## Work to be completed
Nothing but the lines from the one containing "the first map" through the one containing "Approved at the meeting. Merging...", both included, should be given again, each exactly as written below.

## Dataset entries
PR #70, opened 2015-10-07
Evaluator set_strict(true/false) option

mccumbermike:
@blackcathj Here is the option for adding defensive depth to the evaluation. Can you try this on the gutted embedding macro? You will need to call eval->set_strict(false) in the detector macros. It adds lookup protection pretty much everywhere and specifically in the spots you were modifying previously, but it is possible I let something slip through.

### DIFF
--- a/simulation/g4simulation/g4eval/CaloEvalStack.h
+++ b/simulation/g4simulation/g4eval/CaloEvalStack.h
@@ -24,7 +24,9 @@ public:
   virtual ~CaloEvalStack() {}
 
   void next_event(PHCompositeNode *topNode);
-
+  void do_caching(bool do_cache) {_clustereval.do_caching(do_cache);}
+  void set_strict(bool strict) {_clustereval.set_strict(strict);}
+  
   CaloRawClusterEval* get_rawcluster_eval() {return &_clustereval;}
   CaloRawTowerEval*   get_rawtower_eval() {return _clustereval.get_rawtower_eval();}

* * *

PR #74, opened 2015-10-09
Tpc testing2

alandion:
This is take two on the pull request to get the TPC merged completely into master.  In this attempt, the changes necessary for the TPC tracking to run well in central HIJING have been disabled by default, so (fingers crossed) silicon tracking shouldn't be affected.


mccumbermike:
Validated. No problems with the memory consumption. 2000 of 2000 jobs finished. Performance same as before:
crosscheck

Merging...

--

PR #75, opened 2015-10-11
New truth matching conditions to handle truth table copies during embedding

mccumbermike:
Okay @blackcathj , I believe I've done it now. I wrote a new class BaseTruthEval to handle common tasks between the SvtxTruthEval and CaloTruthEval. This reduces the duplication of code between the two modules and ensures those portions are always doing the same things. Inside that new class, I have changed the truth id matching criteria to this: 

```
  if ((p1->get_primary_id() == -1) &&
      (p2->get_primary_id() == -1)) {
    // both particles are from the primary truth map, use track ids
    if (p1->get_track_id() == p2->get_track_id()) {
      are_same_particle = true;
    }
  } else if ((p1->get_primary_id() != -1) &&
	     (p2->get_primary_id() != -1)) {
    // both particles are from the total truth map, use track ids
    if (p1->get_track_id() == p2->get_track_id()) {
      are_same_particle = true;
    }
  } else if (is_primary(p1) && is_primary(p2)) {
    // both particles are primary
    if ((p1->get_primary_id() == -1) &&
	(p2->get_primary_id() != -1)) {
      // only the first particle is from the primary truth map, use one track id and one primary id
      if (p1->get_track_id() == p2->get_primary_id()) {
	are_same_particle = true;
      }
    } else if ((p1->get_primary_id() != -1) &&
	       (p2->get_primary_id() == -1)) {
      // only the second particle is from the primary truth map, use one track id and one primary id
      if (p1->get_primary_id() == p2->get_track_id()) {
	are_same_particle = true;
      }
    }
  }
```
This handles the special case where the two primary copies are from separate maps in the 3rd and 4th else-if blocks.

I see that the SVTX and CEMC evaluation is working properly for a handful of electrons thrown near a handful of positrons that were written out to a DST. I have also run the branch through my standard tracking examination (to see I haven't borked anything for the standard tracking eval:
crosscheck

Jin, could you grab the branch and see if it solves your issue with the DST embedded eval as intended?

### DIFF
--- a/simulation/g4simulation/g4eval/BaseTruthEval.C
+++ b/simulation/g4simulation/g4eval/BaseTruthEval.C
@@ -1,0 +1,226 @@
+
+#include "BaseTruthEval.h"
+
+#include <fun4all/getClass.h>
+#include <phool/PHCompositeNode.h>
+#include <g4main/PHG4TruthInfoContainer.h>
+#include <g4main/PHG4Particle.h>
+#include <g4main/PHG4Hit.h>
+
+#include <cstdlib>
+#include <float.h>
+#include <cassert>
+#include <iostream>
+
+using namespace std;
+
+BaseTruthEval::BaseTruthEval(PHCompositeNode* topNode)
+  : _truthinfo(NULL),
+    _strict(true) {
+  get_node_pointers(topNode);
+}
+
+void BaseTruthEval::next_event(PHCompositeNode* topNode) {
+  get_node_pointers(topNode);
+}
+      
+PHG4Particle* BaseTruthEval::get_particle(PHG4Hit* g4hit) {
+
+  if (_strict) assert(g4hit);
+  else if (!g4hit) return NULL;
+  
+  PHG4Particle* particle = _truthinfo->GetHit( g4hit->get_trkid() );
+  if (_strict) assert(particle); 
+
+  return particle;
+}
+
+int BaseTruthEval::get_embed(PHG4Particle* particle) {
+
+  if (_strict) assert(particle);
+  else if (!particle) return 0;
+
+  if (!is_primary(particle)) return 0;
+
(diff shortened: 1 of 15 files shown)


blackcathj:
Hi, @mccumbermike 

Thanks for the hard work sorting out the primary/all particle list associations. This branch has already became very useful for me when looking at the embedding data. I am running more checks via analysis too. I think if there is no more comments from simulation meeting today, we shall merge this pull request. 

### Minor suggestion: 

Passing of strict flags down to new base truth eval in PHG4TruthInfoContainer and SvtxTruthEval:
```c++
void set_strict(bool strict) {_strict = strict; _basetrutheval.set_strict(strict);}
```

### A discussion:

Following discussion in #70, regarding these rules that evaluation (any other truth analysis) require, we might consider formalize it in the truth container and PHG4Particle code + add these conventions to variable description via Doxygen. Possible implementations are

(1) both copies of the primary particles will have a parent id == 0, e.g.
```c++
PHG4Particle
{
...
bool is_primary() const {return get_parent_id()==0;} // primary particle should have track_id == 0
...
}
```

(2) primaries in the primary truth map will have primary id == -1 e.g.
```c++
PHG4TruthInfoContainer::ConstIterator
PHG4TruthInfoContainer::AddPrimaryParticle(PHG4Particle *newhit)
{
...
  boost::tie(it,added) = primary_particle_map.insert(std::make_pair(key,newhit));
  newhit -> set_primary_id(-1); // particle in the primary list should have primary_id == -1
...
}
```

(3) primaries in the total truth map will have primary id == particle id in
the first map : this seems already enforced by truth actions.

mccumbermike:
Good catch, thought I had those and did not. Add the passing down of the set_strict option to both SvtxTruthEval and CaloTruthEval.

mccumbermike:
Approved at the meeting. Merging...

## Task output
the first map : this seems already enforced by truth actions.

mccumbermike:
Good catch, thought I had those and did not. Add the passing down of the set_strict option to both SvtxTruthEval and CaloTruthEval.

mccumbermike:
Approved at the meeting. Merging...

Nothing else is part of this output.